STUDENT GUIDE
ACTIVITY #10: Investigation Enzyme Action with
Beano
A peek into the world of flatulence
Enzymes are proteins which lower the activation energy needed to make
chemical reactions occur. You may have studied enzymes in the past, and
hopefully you remember that enzymes are very specific – only certain enzymes
catalyze certain reactions. For example, the enzyme in saliva needed to break
down starches into smaller units of the sugar “maltose” is salivary amylase. The
enzyme needed to catalyze the breakdown of proteins in the stomach is known
as pepsin. The enzyme lipase is secreted by the pancreas into the small
intestines to catalyze the breakdown of lipids or fats into fatty acids.
You may have also previously studied factors that affect the enzyme catalase by
using yeast as a model organism. In this activity, you will investigate the effects
of a commercial enzyme called Beano on the breakdown of sugar.


Is Beano effective?
How do digestive enzymes work?
GOALS: In this lab activity, you will…
 Determine how digestive enzymes work.
 Determine what factors might affect an enzymecatalyzed reaction.

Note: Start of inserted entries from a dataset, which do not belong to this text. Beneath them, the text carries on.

PR #439, opened 2025-03-31
feat: Improve Description and Solution for Vulnerabilities

### LINKED ISSUE #428: Feat: Solution for Vul / Malware in GitLab.
In GitLab vulnerability schema, we have a text property called `solution`, this is used in the report in gitlab UI to describe solution. 

**Demo**: 

Image

**Reference**: 

Schema: https://gitlab.com/gitlab-org/security-products/security-report-schemas/-/blob/master/dist/dependency-scanning-report-format.json#L853

**Code Changes:** 

For this issue when we have solutions, we need to update `pkg/reporter/gitlab.go` 

```diff
type gitLabVulnerability struct {
	ID          string             `json:"id"`
	Name        string             `json:"name"`
	Description string             `json:"description"`
	Severity    Severity           `json:"severity"`
+       Solution    string             `json:"solution"`
	Location    gitLabLocation     `json:"location"`
	Identifiers []gitLabIdentifier `json:"identifiers"`
}
```

KunalSin9h:
Fixes #428 

Result: 

image

### DIFF
--- a/pkg/reporter/gitlab.go
+++ b/pkg/reporter/gitlab.go
@@ -385,8 +385,12 @@ func (r *gitLabReporter) getGitLabVulnerabilityDescription(pkg *models.Package, 
 // getVulnerabilitySolution returns the solution for a vulnerability
 // Markdown formatted
 func (r *gitLabReporter) getGitLabVulnerabilitySolution(pkg *models.Package) string {
-	latestVersion := utils.SafelyGetValue(pkg.Insights.PackageCurrentVersion)
-	solution := fmt.Sprintf("Upgrade to latest version **`%s`**", latestVersion)
+	solution := "No solution available for this vulnerability"
+
+	if pkg.Insights != nil && pkg.Insights.PackageCurrentVersion != nil {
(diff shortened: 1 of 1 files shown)


pkg/reporter/gitlab.go
```diff
@@ -364,3 +367,26 @@ func (r *gitLabReporter) getVulnerabilitySeverity(risk insightapi.PackageVulnera
...
+		pkgVersion,
+		summary)
+
+	return description
+}
+
+// getVulnerabilitySolution returns the solution for a vulnerability
+// Markdown formatted
+func (r *gitLabReporter) getGitLabVulnerabilitySolution(pkg *models.Package) string {
+	latestVersion := utils.SafelyGetValue(pkg.Insights.PackageCurrentVersion)
```
abhisek, line 388: There are cases where `PackageCurrentVersion` may be empty. I think we should check that and add an appropriate message saying `No solution available for this issue` to avoid incorrect advice.

abhisek (approved):

Issue #430, opened 2025-03-26
Add Vulnerabilities & Malicious Package Info in SARIF Report


abhisek:
- Add vulnerabilities to SARIF report
- Add malicious package info (if available) as critical findings in SARIF report

Note: Currently SARIF report builder only reports policy violations. To ensure the behaviour is backward compatible, introduce a configuration option for SARIF builder to include vulnerabilities and malicious package info the report.

KunalSin9h:
@abhisek current `--report-gitlab` only reports `Non-policy-violations`. (just reverse of this issue).

abhisek:
@KunalSin9h Thats fine. We will add policy violation info as a future enhancement when required.

OmkarPh:
Hey, I'll add flags `--report-sarif-malware` & `--report-sarif-vuln` to configure the sarif Reporter
Since, we're using sarif reports defectdojo also, should i enable these by default for that ?

abhisek:
@OmkarPh We can include by default i think since this is an enhancement and not a breaking change.

PR #441, opened 2025-03-31
Added vulnerabilities & malware in SARIF reports

OmkarPh:
Use flags -
```bash
--report-sarif $SAMPLE_OUTNAME.sarif.json --report-sarif-vulns --report-sarif-malware
```

Sample -
[vet-rakshak.sarif.json](https://github.com/user-attachments/files/19561722/vet-rakshak.sarif.json)


pkg/reporter/defect_dojo.go
```diff
@@ -27,12 +27,15 @@ type DefectDojoProduct struct {
...
-	Name    string
-	Version string
+	Name           string
+	Version        string
+	InformationURI string
 }
 
 type DefectDojoReporterConfig struct {
 	Tool               DefectDojoToolMetadata
+	IncludeVulns       bool
```
abhisek, line 37: I think `IncludeVulns` and `IncludeMalware` should be enabled by default. Do you see any backward compatibility issue if we enable by default?

pkg/reporter/sarif_builder.go
```diff
@@ -166,3 +171,54 @@ func (b *sarifBuilder) buildFilterResultMessageMarkdown(event *analyzer.Analyzer
...
+		return
+	}
+
+	for _, vuln := range vulns {
+		vulnId := utils.SafelyGetValue(vuln.Id)
+		if _, ok := b.violationsCache[vulnId]; ok {
+			continue
+		}
+
+		b.violationsCache[vulnId] = true
```
abhisek, line 191: `violationsCache` seems like doesn't fit here. Can we rename the `violationsCache` to only `entityCache` or something that is generic enough to hold both violation and vulns? Alternatively we can introduce `vulnCache` separately to avoid ambiguity and ID conflict resulting in subtle bugs

pkg/reporter/defect_dojo.go
KunalSin9h: yes, there is no need for `--report-sarif-vulns --report-sarif-malware` they should be default. For example in `--report-json` we have both policy violations and vulns and malware everyting.

OmkarPh: For defect dojo, yes we can enable by default, maybe i'll just refactor it to have options `SkipVulns` & `SkipMalware` 

However, for plain sarif reports, we need to enable this only when flags are set right, as mentioned in #434 ?

pkg/reporter/sarif_builder.go
OmkarPh: yep, makes sense

pkg/reporter/defect_dojo.go
KunalSin9h: hey @OmkarPh can can't file where its mentioned in #434 can you point me there.

scan.go
```diff
@@ -479,9 +486,12 @@ func internalStartScan() error {
 		engagementName := fmt.Sprintf("vet-report-%s", time.Now().Format("2006-01-02"))
 		rp, err := reporter.NewDefectDojoReporter(reporter.DefectDojoReporterConfig{
 			Tool: reporter.DefectDojoToolMetadata{
-				Name:    "vet",
-				Version: version,
+				Name:           "vet",
+				Version:        version,
+				InformationURI: "https://github.com/safedep/vet",
```
KunalSin9h, line 491: use const variable as mentioned as oppose to string liternal for information uri.

scan.go
```diff
@@ -458,10 +462,13 @@ func internalStartScan() error {
 	if !utils.IsEmptyString(sarifReportPath) {
 		rp, err := reporter.NewSarifReporter(reporter.SarifReporterConfig{
 			Tool: reporter.SarifToolMetadata{
-				Name:    "vet",
-				Version: version,
+				Name:           "vet",
```
KunalSin9h, line 465: we can also put "vet" in `common.go` since this string literal is also used in multiple places.

scan.go
```diff
@@ -479,9 +486,12 @@ func internalStartScan() error {
 		engagementName := fmt.Sprintf("vet-report-%s", time.Now().Format("2006-01-02"))
 		rp, err := reporter.NewDefectDojoReporter(reporter.DefectDojoReporterConfig{
 			Tool: reporter.DefectDojoToolMetadata{
-				Name:    "vet",
-				Version: version,
+				Name:           "vet",
```
KunalSin9h, line 489: we can also put "vet" in common.go since this string literal is also used in multiple places.

pkg/reporter/defect_dojo.go
OmkarPh: my bad, wanted to mention this- https://github.com/safedep/vet/issues/430

pkg/reporter/sarif_builder_test.go
```diff
@@ -149,10 +153,14 @@ func TestSarifReportBuilderMarkdown(t *testing.T) {
...
-	builder, err := newSarifBuilder(sarifBuilderToolMetadata{
-		Name:    "tool-name",
-		Version: "tool-version",
-	})
+	builder, err := newSarifBuilder(
+		sarifBuilderConfig{
+			Tool: sarifBuilderToolMetadata{
+				Name:           "tool-name",
+				Version:        "tool-version",
+				InformationURI: "https://github.com/safedep/vet",
```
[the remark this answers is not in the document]
OmkarPh: agreed, i think we should this for all reporter constructors

pkg/reporter/defect_dojo.go
KunalSin9h: > We can include by default i think since this is an enhancement and not a breaking change.

But @abhisek said to include it by default without flags.

KunalSin9h:
image

There might be case when summary is empty in case of **PYSEC-2024-38**

image

https://osv.dev/vulnerability/PYSEC-2024-38

Can we do something to show some default text like "Found vulnerability in pkg@vertion" in these cases.

pkg/reporter/defect_dojo.go
OmkarPh: i had asked what to do for defect dojo, i think he responded specifically for that

OmkarPh:
> Can we do something to show some default text like "Found vulnerability in pkg@version" in these cases.

Yes, having some text would be great, however I don't think we can correctly say just one version or range in summary, since affected ranges are not always straightforward, `Found vulnerability in pkg` should be good ig

pkg/reporter/sarif_builder.go
```diff
@@ -166,3 +171,54 @@ func (b *sarifBuilder) buildFilterResultMessageMarkdown(event *analyzer.Analyzer
...
+
+		result := sarif.NewRuleResult(vulnId)
+		result.WithLevel("error")
```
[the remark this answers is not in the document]
OmkarPh: ack

scan.go
```diff
@@ -478,10 +490,9 @@ func internalStartScan() error {
 
 		engagementName := fmt.Sprintf("vet-report-%s", time.Now().Format("2006-01-02"))
 		rp, err := reporter.NewDefectDojoReporter(reporter.DefectDojoReporterConfig{
-			Tool: reporter.DefectDojoToolMetadata{
-				Name:    "vet",
-				Version: version,
-			},
+			Tool:               toolMetadata,
+			IncludeVulns:       true,
+			IncludeMalware:     true,
```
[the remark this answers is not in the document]
OmkarPh: intentionally enabled to true

scan.go
```diff
@@ -478,10 +490,9 @@ func internalStartScan() error {
 
 		engagementName := fmt.Sprintf("vet-report-%s", time.Now().Format("2006-01-02"))
 		rp, err := reporter.NewDefectDojoReporter(reporter.DefectDojoReporterConfig{
-			Tool: reporter.DefectDojoToolMetadata{
-				Name:    "vet",
-				Version: version,
-			},
+			Tool:               toolMetadata,
+			IncludeVulns:       true,
```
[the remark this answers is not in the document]
OmkarPh: intentionally enabled to true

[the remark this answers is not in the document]
KunalSin9h: @OmkarPh only for defect dojo right!

abhisek (approved):

KunalSin9h:
@OmkarPh have to done empty messages one

KunalSin9h (approved):

OmkarPh:
> @OmkarPh have to done empty messages one

yep, done

PR #444, opened 2025-04-03
feat(reporter): sync malware analysis report

### LINKED ISSUE #426: Add Support for Publishing Malicious Package Info to Control Tower
`vet` has information about malicious package scan data when run with `--malware` flag. We need to publish this information as part of `--report-sync` to Control Tower.

API spec:
https://github.com/safedep/api/pull/41

Refer to sync reporter on how info is synced to Control Tower:
https://github.com/safedep/vet/blob/main/pkg/reporter/sync.go

arunanshub:
closes #426 

- **build(deps): update dependencies**
- **feat(reporter): sync malware analysis report**


pkg/reporter/sync.go
```diff
@@ -516,6 +516,24 @@ func (s *syncReporter) syncPackage(pkg *models.Package) error {
 		})
 	}
 
+	// Add malware analysis information if available
+	if mar := pkg.GetMalwareAnalysisResult(); mar != nil {
+		req.MaliciousPackageInsight = &controltowerv1.PublishPackageInsightRequest_MaliciousPackageInsight{
+			AnalysisId: mar.AnalysisId,
+			IsMalware:  mar.IsMalware,
+			IsVerified: mar.VerificationRecord != nil && mar.VerificationRecord.GetIsMalware(),
```
abhisek, line 524: `IsVerified` should be independent of if it is malware or not right? We can even verify and mark a package as `NOT MALWARE`. This is particularly useful to deal with false positives. I think we should just check if verification record is available to make a decision on `IsVerified`

pkg/reporter/sync.go
```diff
@@ -516,6 +516,24 @@ func (s *syncReporter) syncPackage(pkg *models.Package) error {
 		})
 	}
 
+	// Add malware analysis information if available
+	if mar := pkg.GetMalwareAnalysisResult(); mar != nil {
```
abhisek, line 520: I know we don't have a test case for this repoter but can you explore a bit if we can have some test cases by mocking the grpc connection that is passed as input to this reporter. It will be good to take this PR as an opportunity to improve the test coverage

But do so without making significant refactoring for this reporter which would increase the risk of breaking it.

abhisek (approved):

 Determine whether an enzyme dietary supplement
like Beano is effective in aiding the human
digestion of carbohydrates.
MAIN IDEAS: The important concepts and skills covered in this activity are…
 Nearly all metabolic reactions involve enzymes.
 Enzymes are protein catalysts that greatly speed up chemical reactions by
lowering the activation energy required to make reactions proceed within
the narrow range of temperatures in which living organisms function.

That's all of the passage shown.